* **Work item**: Pull every line that includes the word "output" out of the data below and copy it.

* **Dataset**:
PR #4856, opened 2021-04-19
return trigger result

### LINKED ISSUE #4793: V7: Trigger validation with return

### LINKED ISSUE #4903: Errors properties off by one render outside render
**Describe the bug**
When we need to do something after the validation (in another function) is done, it seems like `errors`-properties are off by one render on their values.

**To Reproduce**

1. Open console (to see output)
2. Go to firstName input-field
3. Remove John
4. Insert a single space-character ' '
5. Click outside input-field (to trigger onBlur)
6. Look at console-output
7. Go to firstName input-field
8. Remove the single space and leave input blank
9. Click outside input-field (to trigger onBlur)
10. Look at console-output

https://codesandbox.io/s/small-thunder-nq0t4

**Expected behavior**
Expected that `errors.firstName` contains the error as the same as `error` does in the console.

**Screenshots**
image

* **Response to the task**:
1. Open console (to see output)
6. Look at console-output
10. Look at console-output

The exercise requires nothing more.